== Segment start ==

PR #1262, opened 2026-08-28
Add support for Python free-threading, second iteration

Ichunjo:
Second iteration of #1257

- Configured Meson and headers to support free-threaded builds (`Py_GIL_DISABLED`) without limited API (abi3t isn't supported yet), while keeping abi3 for standard Python. Bumped Cython requirement to >= 3.3.0.
- Added a `SynchronizedDict` helper (`cython.pymutex`) and locked access to environment maps, known nodes, and async frame reordering queues.
- Initialized `_vsapi` at import time to prevent lazy-init race conditions.
- Replaced manual counter / `WeakValueDictionary` with `weakref.WeakSet`.

### DIFF
--- a/include/cython/vapoursynth_api.h
+++ b/include/cython/vapoursynth_api.h
@@ -7,7 +7,11 @@
 #define MS_WIN64
 #endif
 
+#include "pyconfig.h"
+
+#ifndef Py_GIL_DISABLED
 #define Py_LIMITED_API 0x030C0000
+#endif
 
 #include "Python.h"
 #include "vapoursynth.h"
--- a/meson.build
+++ b/meson.build
@@ -300,12 +300,16 @@ vapoursynth_dep = declare_dependency(
     link_with: libvapoursynth,
 )
 
+is_freethreaded = py.get_variable('Py_GIL_DISABLED', 0) == 1 or py.get_variable('ABIFLAGS', '').contains('t')
+py_limited_api = is_freethreaded ? '' : '3.12'
+
 py.extension_module('vapoursynth',
     files('src/common/wave.cpp', 'src/cython/vapoursynth.pyx'),
+    cython_args: ['-X', 'freethreading_compatible=True'],
     dependencies: [py_dep, vapoursynth_dep, vulkan_headers],
     install: true,
     install_rpath: '$ORIGIN',
-    limited_api: '3.12',
+    limited_api: py_limited_api,
     override_options: 'cython_language=cpp',
     subdir: 'vapoursynth',
 )
@@ -324,7 +328,7 @@ py.install_sources(
 
 libvsscript = library('vsscript',
     files('src/vsscript/vsscript.cpp'),
-    cpp_args: ['-DPy_NO_LINK_LIB', '-DVS_CORE_EXPORTS'],
+    cpp_args: ['-DPy_NO_LINK_LIB', '-DVS_CORE_EXPORTS'] + (is_freethreaded ? ['-DPy_GIL_DISABLED=1'] : []),
     dependencies: [dl_dep, py_dep, threads_dep],
     gnu_symbol_visibility: 'hidden',
     include_directories: incdir,
--- a/pyproject.toml
+++ b/pyproject.toml
@@ -1,5 +1,5 @@
 [build-system]
-requires = ["Cython>=3.1.0", "meson-python"]
+requires = ["Cython>=3.3.0", "meson-python"]
 build-backend = "mesonpy"
 
 [project]
@@ -9,9 +9,7 @@ readme = "README.md"
 requires-python = ">=3.12"
 license = "LGPL-2.1-or-later"
 license-files = ["COPYING.LESSER"]
-authors = [
-    {name = "Fredrik Mellbin", email = "fredrik.mellbin@gmail.com"},
-]
+authors = [{ name = "Fredrik Mellbin", email = "fredrik.mellbin@gmail.com" }]
 keywords = ["frameserver", "video", "audio"]
 classifiers = [
     "Development Status :: 5 - Production/Stable",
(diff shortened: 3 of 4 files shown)


myrsloik:
image

Ichunjo:
Adressed the two bugs.

3. ?
4. I can add cp314t if you really want it but I don't see why you would want it when 3.15 is about to be released.
5. Fixed the unused Mapping/sentinel is a thing and does exist.
6. Yes

myrsloik:
One more round if AI torture for you:

One new finding, introduced by the fix to #1 — a concurrent waiter can now hang forever:

Thread A claims a user policy (_policy = P, event cleared). Thread B enters get_policy(): event unset, not the registering thread, and — the key step — _policy is not None, so B skips the create-standalone branch and blocks in _policy_ready.wait(). A's on_policy_registered raises → the rollback sets _policy = None and clears the already-clear event. Nothing ever wakes B.

This isn't fixable by flipping the failure path to set() — that just poisons instead: B would wake into if _policy is None: raise RuntimeError, and every later get_policy() would skip the whole block (event set) and hit the same raise, with the auto-standalone fallback permanently dead. The root cause is that an Event can't express a state that moves backwards. The right shape is a Condition with a predicate loop — wait for "ready or _policy is None", have the failure path notify_all, and let woken waiters loop back to the create-standalone branch. (The condition's lock can subsume _policy_lock while it's at it.)

A smaller gap in the same function: the EnvironmentPolicyAPI construction — including weakref.ref(_policy) — sits between the claim and the try. A non-weakrefable policy (__slots__ without __weakref__ is enough) raises TypeError there, leaving _policy claimed, the event cleared, and _registering_thread stuck set (the finally doesn't cover that region) — after which every other thread's get_policy() hangs. The old code failed here too (differently), but the rollback machinery now exists and should simply cover everything after the claim: move the API construction inside the try.



Nit: cdef bool _register_policy(...) — bare bool in Cython is the Python type (there's no from libcpp cimport bool here), so this compiles but boxes; bint is the idiom.

Ichunjo:
Fixed

espressolee (changes requested):
Reviewed exact head `c0dce6cdd6d8c76925a896af0025403a07278d9d` using its macOS arm64 CI artifact `9716817596`; the downloaded archive digest matches GitHub's `sha256:9810cf148d9d7865b9bb6236cd35e17715a8d550383c5a8d4ad4975a7312df3a`. The CPython 3.15.0b4t extension imports with `PYTHON_GIL=0` and leaves the GIL disabled.

I found two lifecycle blockers and one public mapping-semantics regression:

1. **[P1] Teardown can still win before an operation is admitted, after which the operation uses the invalidated native pointer** (`src/cython/vapoursynth.pyx:1154-1159`, `2601-2612`, and the analogous audio path at `2939-2950`). The new code locks the `active_futures` add, but `None` is treated as "skip tracking and continue" rather than "teardown has claimed this environment; abort". I made the window deterministic by replacing the module-level `Future` with a subclass that pauses immediately after `set_running_or_notify_cancel()`: one thread passes `ensure_valid_frame_number()` and pauses, another calls `destroy_environment()`, then the first resumes. At this head under `PYTHON_GIL=0`, all 5/5 subprocess trials terminated with SIGSEGV in `VideoNode.get_frame()` because destroy had already NULLed/freed the node/core and the reader still called native `getFrame()`.

   Exact base also has this race, so I am not calling it a regression introduced here. It is nevertheless still open in the exact lifecycle surface this PR is synchronizing. Admission needs to be atomic with `alive/destroying` under `env.lock`: if teardown wins, reject before native use; if the operation wins, teardown must see and wait for it. For synchronous `get_frame()`, the guard also needs to remain live through error decoding and `createConst*Frame()`/frame registration, not be completed immediately after the native `getFrame()` call. `CallbackData` needs the same fail-closed admission before `getFrameAsync()` is submitted.

2. **[P1] A policy can unregister itself during `on_policy_registered()` and leave `_policy_ready=True` with `_policy=None`** (`src/cython/vapoursynth.pyx:657-661`). `EnvironmentPolicyAPI.unregister_policy()` is available to the registration callback. If the callback invokes it, `clear_policy()` clears `_policy`; when the callback returns, `_register_policy()` unconditionally publishes readiness. At exact base, the same policy leaves no registered policy and a later `get_current_environment()` correctly creates the standalone policy. At this head, in both GIL modes, `has_policy()` is false but `get_current_environment()` fails with `AttributeError: 'NoneType' object has no attribute 'get_current_environment'` because the fast path sees `_policy_ready`. The success transition needs to verify the same policy/registration generation is still claimed, or unregister-during-registration must be rejected and rolled back as one state-machine transition.

3. **[P2] `get_outputs()` no longer preserves mapping-view behavior** (`src/cython/vapoursynth.pyx:290-300`). Exact base returns `dict_keys`, `dict_items`, and `dict_values` from its documented auto-updating read-only mapping. At this head, those methods return plain lists. In a same-Python 3.14.6 base/head comparison, a saved `keys = get_outputs().keys()` saw a later `set_output(37)` on base, but not on this head; saved items behaved the same way. Please keep the synchronized snapshotting without changing the public view contract (or explicitly change/document the API if that is intended).

Existing focused tests remain green here: `environment_test.py` 12/12 under both GIL modes and `async_test.py` 4/4 under `PYTHON_GIL=0`. The exact-head Actions jobs are successful builds/codespell, but the workflow does not execute these runtime tests, so those green checks do not exercise the failures above.

Ichunjo:
I will no longer accept sloppy reviews from clankers. If I want to have a chat with one, I can do that myself

myrsloik:
Maybe environment policies need to be slightly modified somehow to sidestep/mitigate some issues. Or maybe threading simply is hard. It always is.

myrsloik:
Good enough after real review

== Segment end ==

* [Prompt]
Among the lines of the material above, find those with the word "Fredrik". Copy each one.

* [Result]
-    {name = "Fredrik Mellbin", email = "fredrik.mellbin@gmail.com"},
+authors = [{ name = "Fredrik Mellbin", email = "fredrik.mellbin@gmail.com" }]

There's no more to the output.